Write out the entries below exactly, from the first line to the one with "target replay, tuple", both ends included.

*** Opening of Supplied information ***

PR #3352, opened 2026-09-02
Rework Kafka Record Management in TrafficReplayer to Support Horizontal Scaling

gregschohn:
## Review scope

This PR is currently a design review. The design documents below are the source of truth.

Please ignore every other change in the PR for now. The implementation is still in progress and
should not be reviewed as conforming to the design yet.

## Recommended reading order

1. [Capture and Replay Architecture](https://github.com/gregschohn/opensearch-migrations/blob/integrating3231/docs/captureAndReplayArchitecture.md)

   Start here. This is the top-level contract shared by the capture proxy, Kafka, and the replayer.
   It defines the protocol records, ordering and timing guarantees, failure behavior, expiration,
   target replay, tuple durability, Kafka commit rules, and the arguments for protocol soundness.

2. [Proxy Capture Protocol](https://github.com/gregschohn/opensearch-migrations/blob/integrating3231/docs/proxyCaptureProtocol.md)

   This refines the proxy side of the top-level contract. It covers Kafka group assignment,
   connection routing, heartbeats, capture-before-forward guarantees, bounded connection-record
   publication, per-connection publication ordering, shutdown, capture compromise, and proxy
   verification requirements.

3. [Replayer Processing and Commit Architecture](https://github.com/gregschohn/opensearch-migrations/blob/integrating3231/docs/replayerProcessingAndCommitArchitecture.md)

   This refines the replayer side. It describes the mutable-state owners, per-connection request
   ordering, target replay lifecycle, captured response handling, tuple output, whole-record
   accounting, per-partition backpressure, cancellation, reassignment, and Kafka commit behavior.

4. [Managed Fleet Capture Recovery](https://github.com/gregschohn/opensearch-migrations/blob/integrating3231/docs/managedFleetCaptureRecovery.md)

   Read this for Kubernetes and controller-managed deployments. It defines fleet-level readiness,
   replacement, capture-compromise handling, clock-health requirements, shutdown timing, and the
   boundaries that future controller automation must preserve.  This will not be implemented now
   but has been included to keep the rest of the designs honest.

5. [Bring-Your-Own Captured Traffic](https://github.com/gregschohn/opensearch-migrations/blob/integrating3231/docs/BringYourOwnCapturedTraffic.md)

   Read this when exporting or importing captured traffic. It defines the exact-fidelity archive
   format, timestamp modes, finalized-versus-range archive behavior, import orchestration, and the
   evidence required for imported traffic to follow the same replay protocol.  We do have users
   use kafka dumps for diagnostic purposes, so keeping this usable is valuable.

The top-level document should be reviewed first. The remaining documents can then be reviewed
independently according to the component or deployment mode of interest.


TrafficCapture/trafficReplayer/src/main/java/org/opensearch/migrations/replay/lifecycle/ReplayFatalFence.java
```diff
@@ -0,0 +1,39 @@
+package org.opensearch.migrations.replay.lifecycle;
+
+import java.util.Objects;
+
+/**
+ * Process-wide, one-way indication that the replayer can no longer safely accept commit work.
```
gregschohn: After fatal event-loop death is detected, the replayer emits best-effort diagnostics and immediately halts. Any concurrent external operation may or may not complete. Kafka’s committed offset determines the durable outcome after restart.

Remove ReplayFatalFence and its fatal-path commit coordination. It is an incomplete shutdown barrier and provides no external fencing guarantee. Retain only idempotent fatal detection, best-effort logs/metrics, and Runtime.halt(). Do not initiate cleanup or completion because of event-loop death; allow already-running commits and other operations to race naturally with process termination.

docs/captureAndReplayArchitecture.md
```diff
@@ -0,0 +1,1513 @@
...
+Every local connection registry, publisher lane, and broker-time baseline is keyed by
+`(writerNodeId, partition)`, not by one process-global current writer identity.
+
+### 2.2 Protocol records
+
+Every Kafka application-record value is one `CaptureRecord` protobuf envelope. Its `payload`
+`oneof` identifies exactly one of these payloads:
+
+- `TrafficStream` contains one or more `TrafficObservation` values for one connection.
+- `TrafficObservation` records captured network or connection-lifecycle activity. Each observation
```
jzonthemtn, line 269: Is `TrafficObservation` not inside of `TrafficStream` per line 268?

docs/captureAndReplayArchitecture.md
```diff
@@ -0,0 +1,1513 @@
...
+partition values that could disagree. The current archive import defined in §2.3 preserves the
+source partition layout.
+
+A Kafka topic must never contain records written under mutually wire-incompatible capture-protocol
+formats. Reusing an existing topic for a wire-incompatible format is explicitly prohibited, even
+after the old consumer group is empty or the deployment has entered a no-capture interval. A
+wire-incompatible format requires a new Kafka topic, and the complete capture and replay cohort
+using that format must use the new topic.
+
+### 2.3 Imported capture archives
```
jzonthemtn, line 302: I think this is an important part, but is it needed for a first implementation? Would would be the cost of leaving this out of these initial docs and designing/implementing bring-your-own later on? I'm asking purely from the perspective of simplification and risk-reduction on the first implementation.

docs/proxyCaptureProtocol.md
```diff
@@ -0,0 +1,1528 @@
...
+to Kafka for later replay. It covers the controller-less deployment. Managed-fleet terminal-failure
+behavior and fresh-run recovery are specified separately in
+[`managedFleetCaptureRecovery.md`](managedFleetCaptureRecovery.md).
+
+The design deliberately separates three concerns:
+
+1. Kafka group membership load-balances partitions for new connections.
+2. Periodic records from each writer and partition establish the broker-time baseline used to
+   expire incomplete state after a proxy becomes silent.
+3. The capture-before-forward contract prevents a strict-mode proxy from completing a source
```
jzonthemtn, line 16: I didn't find what `strict-mode` means, but I only looked "up" in the document preceding this one. It's used a few times in this doc but wasn't defined.

docs/proxyCaptureProtocol.md
```diff
@@ -0,0 +1,1528 @@
...
+and later traffic follow the configured one-way pass-through behavior immediately.
+
+In a controller-managed deployment, capture compromise and permission to begin pass-through are
+separate transitions:
+
+1. The proxy enters `COMPROMISED_AWAITING_CONTROLLER_ACK`. Capture remains permanently closed, and
+   no source-bound traffic that has not already passed the capture-before-forward gate may be
+   forwarded.
+2. The proxy immediately reports the compromise on an authenticated control path. The report
+   identifies the exact resource, process, Pod, capture activation, Kafka topic, and controller fence.
```
jzonthemtn, line 999: I'm not sure what "controller fence" is. Is it a Kafka thing I'm not familiar with, or something specific to this design?

docs/proxyCaptureProtocol.md
```diff
@@ -0,0 +1,1528 @@
...
+force every ordinary packet and connection lifecycle change through one global proxy lock.
+
+Each connection's event-loop owner also controls the lifetime of its current `TrafficStream`:
+
+1. Appending the first observation to a new record schedules one monotonic deadline at `F`.
+2. Before beginning every later `TrafficObservation`, the owner compares the local monotonic time
+   with that fixed deadline. If the deadline has passed, it detaches the old record before admitting
+   the new observation. A delayed timer therefore cannot place new activity into an expired record.
+3. Appending later observations before the deadline does not move or replace that deadline.
+4. If the record reaches its size limit, a complete Critical Mutation Traffic request requires
```
jzonthemtn, line 503: What is the "size limit"?

docs/proxyCaptureProtocol.md
```diff
@@ -0,0 +1,1528 @@
...
+
+- Kafka capture submission remains permanently closed;
+- the process emits a loud, persistent capture-gap alarm; and
+- it does not claim orderly connection or publisher retirement for the compromised capture
+  activation.
+
+In an unmanaged deployment, the Critical Mutation Traffic request waiting at the pre-forward check
+and later traffic follow the configured one-way pass-through behavior immediately.
+
+In a controller-managed deployment, capture compromise and permission to begin pass-through are
```
jzonthemtn, line 992: Line 71 - "The standalone design does not require transactions or a controller."

This says a "controller-managed deployment."

How does a proxy know which mode it is in?

docs/replayerProcessingAndCommitArchitecture.md
```diff
@@ -0,0 +1,1581 @@
...
+intake before a record needed to complete, close, or expire retained state. The design therefore
+accepts that extreme traffic density or record size may exhaust memory rather than introducing
+such a deadlock by construction.
+
+Periodic proxy publication prevents a quiet or low-volume connection from retaining one nonempty
+record until connection close. It does not create a replayer memory ceiling: a record can still be
+large, Kafka can return large batches, and final source-response and tuple work may remain active
+after retry policy stops waiting.
+
+The deterministic boundary requires a later record. In normal live operation, periodic
```
jzonthemtn, line 1106: `captureAndReplayArchitecture.md` section 10 calls the retry boundary "finite, deterministic."

Here says a completely quiet partition "cannot establish a record-based retry boundary," which is correct, since `W` is a predicate over future records rather than a duration.

I think `captureAndReplayArchitecture.md` needs updating here.

docs/replayerProcessingAndCommitArchitecture.md
```diff
@@ -0,0 +1,1581 @@
...
+request-processing completion.
+
+Each component releases data and I/O objects that it created or explicitly retained for its own
+work. If the implementation passes reference-counted buffers across an owner boundary, the
+lower-level interface must state exactly which operation retains and releases each reference. This
+medium-level design does not use a general ownership-transfer abstraction.
+
+### 4.4 Long-running activity reporting
+
+The activity monitor reports long-running work using tracing identity that includes:
```
jzonthemtn, line 488: Do we need to define what "long-running" means? Is there a threshold after which work becomes "long-running"?

docs/captureAndReplay/captureAndReplayArchitecture.md
```diff
@@ -0,0 +1,1513 @@
...
+partition values that could disagree. The current archive import defined in §2.3 preserves the
+source partition layout.
+
+A Kafka topic must never contain records written under mutually wire-incompatible capture-protocol
+formats. Reusing an existing topic for a wire-incompatible format is explicitly prohibited, even
+after the old consumer group is empty or the deployment has entered a no-capture interval. A
+wire-incompatible format requires a new Kafka topic, and the complete capture and replay cohort
+using that format must use the new topic.
+
+### 2.3 Imported capture archives
```
gregschohn: I definitely DID leave this out, then some sweeps over repo consistency made me remember that this is a supported feature today.  Moreover, this is a feature that we've used to diagnose proxy and replayer issues with users in the past.

Given the complexity of what we're bringing in, I don't want to let our highest fidelity diagnostic feature atrophy.  We might not have full E2E tests with this in place, but I want to make sure that 1) our designs can support this feature and 2) we know how to get it fully up to speed.

We don't yet have tests for this scenario & we should, but I'll probably make that a follow-up

docs/captureAndReplayArchitecture.md
gregschohn: Thanks - there's no reason to keep this separate from the grouped record.  I didn't mean for this to slip in.

docs/captureAndReplay/proxyCaptureProtocol.md
```diff
@@ -0,0 +1,1528 @@
...
+force every ordinary packet and connection lifecycle change through one global proxy lock.
+
+Each connection's event-loop owner also controls the lifetime of its current `TrafficStream`:
+
+1. Appending the first observation to a new record schedules one monotonic deadline at `F`.
+2. Before beginning every later `TrafficObservation`, the owner compares the local monotonic time
+   with that fixed deadline. If the deadline has passed, it detaches the old record before admitting
+   the new observation. A delayed timer therefore cannot place new activity into an expired record.
+3. Appending later observations before the deadline does not move or replace that deadline.
+4. If the record reaches its size limit, a complete Critical Mutation Traffic request requires
```
gregschohn: How many bytes can go out in a single Kafka record, which is finite.  This is currently controlled with maxTrafficBufferSize and has a range of 1 byte to 1MB.  The kafka topics are configured to reject records > 1MB.  We could bump that to 10MB, but performance degrades.  Since OpenSearch can put >> 1 or 10MB in a single message, we need to do chunking anyway and we always have.

I was purposefully trying to avoid putting too many values into the document so that the documents are easier to maintain.  Let me know if you have a specific recommendation for a change here.

docs/captureAndReplay/proxyCaptureProtocol.md
```diff
@@ -0,0 +1,1528 @@
...
+
+- Kafka capture submission remains permanently closed;
+- the process emits a loud, persistent capture-gap alarm; and
+- it does not claim orderly connection or publisher retirement for the compromised capture
+  activation.
+
+In an unmanaged deployment, the Critical Mutation Traffic request waiting at the pre-forward check
+and later traffic follow the configured one-way pass-through behavior immediately.
+
+In a controller-managed deployment, capture compromise and permission to begin pass-through are
```
gregschohn: It will be started with different flags/inputs.  In a case with no controller, we won't be able to get a strong signal on some things, so the user has to figure that out on their own.  Once we have a stronger controller, we can get these to coordinate together more.  Each individual proxy though by itself won't be able to make global guarantees.

docs/captureAndReplay/replayerProcessingAndCommitArchitecture.md
```diff
@@ -0,0 +1,1581 @@
...
+request-processing completion.
+
+Each component releases data and I/O objects that it created or explicitly retained for its own
+work. If the implementation passes reference-counted buffers across an owner boundary, the
+lower-level interface must state exactly which operation retains and releases each reference. This
+medium-level design does not use a general ownership-transfer abstraction.
+
+### 4.4 Long-running activity reporting
+
+The activity monitor reports long-running work using tracing identity that includes:
```
gregschohn: This is an existing feature and just for diagnostics now and before.  There might be a threshold hard coded in the replayer - but generally, we sort each activity's largest spans by time and put them in descending order.  This shows up in `longRunningActivity.log`.

docs/captureAndReplay/replayerProcessingAndCommitArchitecture.md
```diff
@@ -0,0 +1,1581 @@
...
+intake before a record needed to complete, close, or expire retained state. The design therefore
+accepts that extreme traffic density or record size may exhaust memory rather than introducing
+such a deadlock by construction.
+
+Periodic proxy publication prevents a quiet or low-volume connection from retaining one nonempty
+record until connection close. It does not create a replayer memory ceiling: a record can still be
+large, Kafka can return large batches, and final source-response and tuple work may remain active
+after retry policy stops waiting.
+
+The deterministic boundary requires a later record. In normal live operation, periodic
```
gregschohn: I think that both of these are true.  Duration is going to be in observed source-time.  That means that when we look at the deterministic records and their timestamps, was there a response within N seconds of the end of the request that fully contained a response...

In normal circumstances, somebody should always be writing to a partition.  If the proxy is shut down cleanly and there are no replacements, we'll get close connections and either way, all responses will be accounted for before or after that (source) time limit.

The issue is if the records in the kafka go completely dark.  In that case, we'll sit and wait for SOME additional signal to come in.  Notice that this implies that there needs to be at least one clean shut down after the last http transaction has gone through - even if it's from a different process (or 3 processes later if the next one crashed too).

This paragraph in particular is talking about the 'finalized' archive which would have come in from an import (BYO).  In that case, there aren't proxies actively appending data, so this just said that we'll assume that for those, once we hit the end of that imported range, all messages being accumulated will be finalized.  That won't push the source time further into the future but it WILL terminate all messages being accumulated.  That, in turn will push the incomplete/missing messages downward through the handlers so that they can get along with their work, knowing that nothing more will be coming.

docs/proxyCaptureProtocol.md
gregschohn: It's a construct from the managed fleet document.  It's defined as a guard.
I'm replacing with just controller.  That was TMI for this level of document.  Thanks

gregschohn (commented):
Thanks for the comments Jeff.  I think that I've addressed them.  I've also made a couple more passes, including one for overall readability, which changes a lot.  The commits for these files show what has changed...

f5753f261ac62273623126d49536add935cab431
2755e476494cdd362f066d38273377f6d0a5da6f

The last major protocol change
- Replay intake requires the source-responses for each 'read-ahead' message that the it demands.  If the source-response isn't available quickly, determined by the max timestamp coming in for the partition of that http transaction, then the replay intake will be satisfied from a pull perspective and will consider that as a completed message for calculating buffered messages since upon retry, it won't need the response anyway.  The idea was to not great a massive buffering event upon reaching a retry and instead just be ready for those and smooth out processing.

The older commit:
- asyncMessagePassingProgrammingGuide: corrected a stale threading model.
The replay-intake input queue is drained by the dedicated replay-intake
thread, not the Kafka executor; the Kafka queue is drained by the Kafka
thread between bounded client calls; wakeup() is a stateless prompt.
- Resolved the empty-poll demand contradiction in favor of the lower-level
model: empty poll results are never sent to replay intake, so they are no
longer listed as demand-recompute triggers in the architecture doc.
- Standardized ConnectionRequestStarted on the first accepted target write
(connection LLD section 8) everywhere, so cancellation between the turn
start and the first write cannot make the two models disagree.
- Corrected the claim that a `range` archive cannot establish a retry
boundary or broker-time expiration: higher-offset records inside the range
do establish both; only the end of the range supplies no further evidence.
- Fixed symbol collisions: the unseen prior heartbeat in architecture 8.1 is
now U (H remains the heartbeat publication interval), and the managed
fleet broker-skew bound is now K (N remains replayer demand, P * T).
- Stated F's five-second default where F is introduced, and reworded the
undefined "connection interval was reset" phrasing in proxy 1.1.
- Clarified that a late heartbeat record finishes and commits even when it
does not move the writer-partition baseline.
- Pushed mechanism out of the top-level architecture doc in seven places
(record flush interval, acknowledgement deadline, scale-down, publisher
lane retirement, partition revocation, shutdown, proxy retirement
timeline), keeping the concept and the invariant at the top and linking to
the companion document that owns the rules normatively.
- Replaced the architecture 8.1 flowchart with a gantt chart drawn on one
partition's broker-time axis, so the restart fallback's E + 2S wait is
visible as a length rather than only described.
- Documented redelivery in architecture 9: it is Kafka's ordinary
at-least-once behavior rather than a replayer operation, and Retain is
reached only through cancellation, process failure, or a protocol
violation. Relabeled the diagram's Retain edge accordingly.
- Rewrote the 7.4 retry-wait passage and the 7.5 tuple-output versus
request-completion passage of replayerProcessingAndCommitArchitecture for
readability.
- Reframed managedFleetCaptureRecovery (about 26% shorter) around its actual
purpose: fleet management is not being implemented soon, and the document
exists to confirm the architecture can support a future controller, so it
deliberately carries less rigor than the rest.
- Added docs/captureAndReplayReviewFindings-2026-09-18.md recording the
review verdict, the three inconsistencies above, the wording issues, and
the non-issues that were checked and cleared.

gregschohn:
Closing this in favor of PR-3394

PR #1198, opened 2019-04-03
Bug 1541618 - Add triage owner to edit components view columns.

kyoshino:
On the Edit Components page, replace the Watch User column with Triage Owner, and reorder the Active column.

## Bugzilla link

[Bug 1541618 - Add triage owner to edit components view columns.](https://bugzilla.mozilla.org/show_bug.cgi?id=1541618)


template/en/default/admin/components/list.html.tmpl
```diff
@@ -105,6 +110,11 @@
        content => my_component.default_assignee.login
      }
   %]
+  [% overrides.triage_owner.name.${my_component.name} = {
+       override_content => 1
+       content => my_component.default_assignee.login
```
dklawren: my_component.triage_owner.login

kyoshino: Ouch. Thanks, fixing now :sweat_smile:

kyoshino:
Somehow the Watch User column is not going away even though I have removed the hook and run `checksetup.pl`. Is the script not removing complied templates properly?

dylanwh:
we shouldn't compile templates at all when MODE==development. Nuke template_cache/ for now.

kyoshino:
Um, the column added by the hook still exists after ` rm -r template_cache/` 🤔

kyoshino:
Figured out why: `vagrant rsync web` doesn’t remove deleted files because [`RSYNC_ARGS`](https://github.com/mozilla-bteam/bmo/blob/master/Vagrantfile#L19-L30) doesn’t have `--delete` option that can be found in the [default](https://www.vagrantup.com/docs/synced-folders/rsync.html#rsync__args). Can we add it?

PR #1209, opened 2019-04-05
Bug 1527459 - Display dependency bugs by type, using the same colour/icon for each

kyoshino:
Show Depends on, Blocks and other bug IDs fields by bug type. For example, [Bug 1451850](https://bugzilla.mozilla.org/show_bug.cgi?id=1451850) will look like this:

Screenshot_2019-04-05 1451850 - (fission)  meta  Project Fission

## Bugzilla link

[Bug 1527459 - Display dependency bugs by type, using the same colour/icon for each](https://bugzilla.mozilla.org/show_bug.cgi?id=1527459)


kyoshino:
The icons are changed in #1210 and it now looks like this:

Screenshot_2019-04-05 1451850 - (fission)  meta  Project Fission(1)

PR #1222, opened 2019-04-10
no bug - Fix missing object error when submitting new bug

kyoshino:
A fallout from #1218. Fix the following error raised when you submit a new bug:

> Can't locate object method "content_security_policy" via package "Bugzilla::CGI" at post_bug.cgi line 307.

**But there's still another problem**: the new bug's title will be undefined, and the browser console also says:

> TypeError: BUGZILLA.user.settings is undefined

### DIFF
--- a/Bugzilla.pm
+++ b/Bugzilla.pm
@@ -13,7 +13,7 @@ use warnings;
 
 use Bugzilla::Logging;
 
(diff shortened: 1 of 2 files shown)


dylanwh:
it's great because I just opened the github UI to file the same PR.

PR #1226, opened 2019-04-11
Bug 1543741 - Blocklist requests getting filed as 'defect' instead of 'task' because of custom form

kyoshino:
Properly check for the bug type defined at not only the instance level but also the component and product level when a new bug is filed without a user-defined type.

## Bugzilla link

[Bug 1543741 - Blocklist requests getting filed as 'defect' instead of 'task' because of custom form](https://bugzilla.mozilla.org/show_bug.cgi?id=1543741)


kyoshino:
The commented-out product level default bug type will be implemented in #1211.

PR #1232, opened 2019-04-13
Bug 1541898 - Allow to search on product/component pair

kyoshino:
Allow to use product/component pairs like “Core::General, IPC” for the Component field in Custom Search. This also works with simple queries like `buglist.cgi?component=Core%3A%3AGeneral&component=IPC`.

## Bugzilla link

[Bug 1541898 - Allow to search on product/component pair](https://bugzilla.mozilla.org/show_bug.cgi?id=1541898)

### DIFF
--- a/Bugzilla/Search.pm
+++ b/Bugzilla/Search.pm
@@ -2871,7 +2871,6 @@ sub _assignee_last_login {
 sub _component_nonchanged {
   my ($self, $args) = @_;
   my $dbh = Bugzilla->dbh;
-  my (@products, @components);
   my $product;
 
   # Allow to search product/component pairs like "Core::General" with a simple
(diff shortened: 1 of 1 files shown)


Bugzilla/Search.pm
```diff
@@ -2843,13 +2843,32 @@ sub _assignee_last_login {
 
 sub _component_nonchanged {
   my ($self, $args) = @_;
+  my $dbh = Bugzilla->dbh;
+  my (@products, @components);
+
+  # Allow to search product/component pairs like "Core::General, IPC"
+  foreach my $word (split(/[\s,]+/, $args->{value})) {
```
dylanwh: I'm concerned that splitting on spaces here is not a good idea because many components include spaces. Some components consider commas too, but I'd be willing to deprecate that.
Alternatively, `Text::ParseWords` can be used.

kyoshino: Ah true. Removing `\s` 😆

kyoshino:
And looks like this is not implemented properly. `Core :: General, bugzilla.mozilla.org :: Email Notifications` returns bugs in 4 components:

* `Core :: DOM: Push Notifications`
* `Core :: General`
* `bugzilla.mozilla.org :: Email Notifications`
* `bugzilla.mozilla.org :: General`

kyoshino:
Supporting “contains any of the words” (`anywords`)  and similar operators is probably difficult because of the spaces in component names. I’ll try to solve the “is equal to” (`equals`) use case.

kyoshino:
Debugged this and realized the args for `build_subselect()` were wrong. The fix is in.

*** Close of Supplied information ***

Written response:
PR #3352, opened 2026-09-02
Rework Kafka Record Management in TrafficReplayer to Support Horizontal Scaling

gregschohn:
## Review scope

This PR is currently a design review. The design documents below are the source of truth.

Please ignore every other change in the PR for now. The implementation is still in progress and
should not be reviewed as conforming to the design yet.

## Recommended reading order

1. [Capture and Replay Architecture](https://github.com/gregschohn/opensearch-migrations/blob/integrating3231/docs/captureAndReplayArchitecture.md)

   Start here. This is the top-level contract shared by the capture proxy, Kafka, and the replayer.
   It defines the protocol records, ordering and timing guarantees, failure behavior, expiration,
   target replay, tuple durability, Kafka commit rules, and the arguments for protocol soundness.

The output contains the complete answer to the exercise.